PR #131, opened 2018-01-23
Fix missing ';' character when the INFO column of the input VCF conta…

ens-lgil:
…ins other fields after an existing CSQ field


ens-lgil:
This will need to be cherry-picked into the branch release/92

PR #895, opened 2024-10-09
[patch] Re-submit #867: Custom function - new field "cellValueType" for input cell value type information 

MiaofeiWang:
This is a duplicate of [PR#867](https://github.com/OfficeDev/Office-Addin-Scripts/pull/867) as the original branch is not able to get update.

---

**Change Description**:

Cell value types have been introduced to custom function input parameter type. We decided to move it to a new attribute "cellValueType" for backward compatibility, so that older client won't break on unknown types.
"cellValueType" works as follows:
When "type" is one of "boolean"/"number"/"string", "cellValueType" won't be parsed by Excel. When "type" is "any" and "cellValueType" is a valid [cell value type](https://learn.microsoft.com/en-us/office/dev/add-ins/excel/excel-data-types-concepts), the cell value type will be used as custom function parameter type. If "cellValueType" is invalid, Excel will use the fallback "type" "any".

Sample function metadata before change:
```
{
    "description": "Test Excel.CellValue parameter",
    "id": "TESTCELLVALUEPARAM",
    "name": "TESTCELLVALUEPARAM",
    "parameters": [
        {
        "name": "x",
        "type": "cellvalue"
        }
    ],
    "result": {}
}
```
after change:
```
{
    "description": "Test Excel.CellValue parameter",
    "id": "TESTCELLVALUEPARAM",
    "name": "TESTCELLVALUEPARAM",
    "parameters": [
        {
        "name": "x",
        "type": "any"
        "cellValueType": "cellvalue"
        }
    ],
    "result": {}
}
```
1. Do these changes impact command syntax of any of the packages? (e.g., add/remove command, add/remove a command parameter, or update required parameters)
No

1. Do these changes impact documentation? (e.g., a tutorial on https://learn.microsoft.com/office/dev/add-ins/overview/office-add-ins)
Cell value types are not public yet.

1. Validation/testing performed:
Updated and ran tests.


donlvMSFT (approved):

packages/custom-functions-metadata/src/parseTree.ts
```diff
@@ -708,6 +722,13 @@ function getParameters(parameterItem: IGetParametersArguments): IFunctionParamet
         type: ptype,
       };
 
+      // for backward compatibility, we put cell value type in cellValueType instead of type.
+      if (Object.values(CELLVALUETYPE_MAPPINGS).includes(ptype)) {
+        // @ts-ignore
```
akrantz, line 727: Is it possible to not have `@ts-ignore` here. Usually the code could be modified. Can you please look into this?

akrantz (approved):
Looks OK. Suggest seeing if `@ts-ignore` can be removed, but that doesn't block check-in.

•••••

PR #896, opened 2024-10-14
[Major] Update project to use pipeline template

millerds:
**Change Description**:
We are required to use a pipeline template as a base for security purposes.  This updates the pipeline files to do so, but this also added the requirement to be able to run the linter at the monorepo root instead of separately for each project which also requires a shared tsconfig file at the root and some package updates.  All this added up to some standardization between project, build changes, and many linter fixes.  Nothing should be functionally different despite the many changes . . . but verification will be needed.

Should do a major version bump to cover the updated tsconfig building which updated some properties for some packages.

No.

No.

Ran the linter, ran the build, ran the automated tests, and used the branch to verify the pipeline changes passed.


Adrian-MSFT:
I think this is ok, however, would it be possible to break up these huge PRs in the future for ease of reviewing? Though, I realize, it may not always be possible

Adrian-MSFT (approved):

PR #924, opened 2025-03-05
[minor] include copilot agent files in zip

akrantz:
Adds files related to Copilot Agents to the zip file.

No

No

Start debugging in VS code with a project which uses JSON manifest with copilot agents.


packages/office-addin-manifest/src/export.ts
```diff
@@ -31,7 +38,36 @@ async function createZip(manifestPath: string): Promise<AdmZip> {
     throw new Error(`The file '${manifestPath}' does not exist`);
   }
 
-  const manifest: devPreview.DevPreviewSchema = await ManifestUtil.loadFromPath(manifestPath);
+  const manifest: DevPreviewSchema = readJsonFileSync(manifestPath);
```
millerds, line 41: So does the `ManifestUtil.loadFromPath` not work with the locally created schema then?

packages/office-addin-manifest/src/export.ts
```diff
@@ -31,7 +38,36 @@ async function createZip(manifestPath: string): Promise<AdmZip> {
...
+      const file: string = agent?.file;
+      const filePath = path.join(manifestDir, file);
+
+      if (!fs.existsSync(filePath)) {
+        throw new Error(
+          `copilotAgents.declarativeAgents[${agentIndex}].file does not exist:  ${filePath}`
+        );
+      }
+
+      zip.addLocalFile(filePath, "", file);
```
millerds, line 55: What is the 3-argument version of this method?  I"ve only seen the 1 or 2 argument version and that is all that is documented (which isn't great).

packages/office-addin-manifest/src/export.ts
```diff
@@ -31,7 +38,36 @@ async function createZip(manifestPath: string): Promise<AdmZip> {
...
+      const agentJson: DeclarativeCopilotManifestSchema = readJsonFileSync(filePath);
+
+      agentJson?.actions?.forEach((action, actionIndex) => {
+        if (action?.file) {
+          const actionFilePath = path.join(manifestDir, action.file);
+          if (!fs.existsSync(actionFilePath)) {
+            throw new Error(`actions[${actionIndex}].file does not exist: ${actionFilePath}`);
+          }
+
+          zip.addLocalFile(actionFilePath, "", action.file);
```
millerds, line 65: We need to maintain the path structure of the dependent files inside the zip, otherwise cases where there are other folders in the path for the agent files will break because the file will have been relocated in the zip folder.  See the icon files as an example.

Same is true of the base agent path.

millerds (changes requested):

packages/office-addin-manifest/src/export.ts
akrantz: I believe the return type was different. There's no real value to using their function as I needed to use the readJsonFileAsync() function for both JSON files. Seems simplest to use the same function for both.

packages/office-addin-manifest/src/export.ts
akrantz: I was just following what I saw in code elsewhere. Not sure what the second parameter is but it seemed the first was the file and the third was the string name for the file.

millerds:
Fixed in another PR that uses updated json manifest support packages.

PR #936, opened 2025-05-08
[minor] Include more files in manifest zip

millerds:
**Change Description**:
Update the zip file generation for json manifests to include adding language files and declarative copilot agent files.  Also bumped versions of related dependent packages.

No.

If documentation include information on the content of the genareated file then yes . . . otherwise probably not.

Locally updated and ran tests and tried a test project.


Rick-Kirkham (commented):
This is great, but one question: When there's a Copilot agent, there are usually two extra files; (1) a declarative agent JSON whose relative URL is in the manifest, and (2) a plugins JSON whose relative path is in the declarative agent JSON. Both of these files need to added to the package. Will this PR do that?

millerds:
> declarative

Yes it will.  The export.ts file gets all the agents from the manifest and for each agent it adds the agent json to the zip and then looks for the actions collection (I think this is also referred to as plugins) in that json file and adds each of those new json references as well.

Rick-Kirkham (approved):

•••••

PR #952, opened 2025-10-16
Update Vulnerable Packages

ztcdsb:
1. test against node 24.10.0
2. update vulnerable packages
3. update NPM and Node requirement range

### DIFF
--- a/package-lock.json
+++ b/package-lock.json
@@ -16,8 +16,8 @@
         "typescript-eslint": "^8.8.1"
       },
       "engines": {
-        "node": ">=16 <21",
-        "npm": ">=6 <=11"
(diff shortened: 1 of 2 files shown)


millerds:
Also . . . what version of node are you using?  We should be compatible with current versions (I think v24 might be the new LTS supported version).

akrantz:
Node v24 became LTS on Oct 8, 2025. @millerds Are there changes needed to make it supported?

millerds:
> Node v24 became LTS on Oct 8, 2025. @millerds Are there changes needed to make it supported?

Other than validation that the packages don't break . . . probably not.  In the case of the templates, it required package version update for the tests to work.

•••••

• PROBLEM TO SOLVE
Note each line above that contains "documentation" and copy it out.

• COMPLETED TASK
1. Do these changes impact documentation? (e.g., a tutorial on https://learn.microsoft.com/office/dev/add-ins/overview/office-add-ins)
If documentation include information on the content of the genareated file then yes . . . otherwise probably not.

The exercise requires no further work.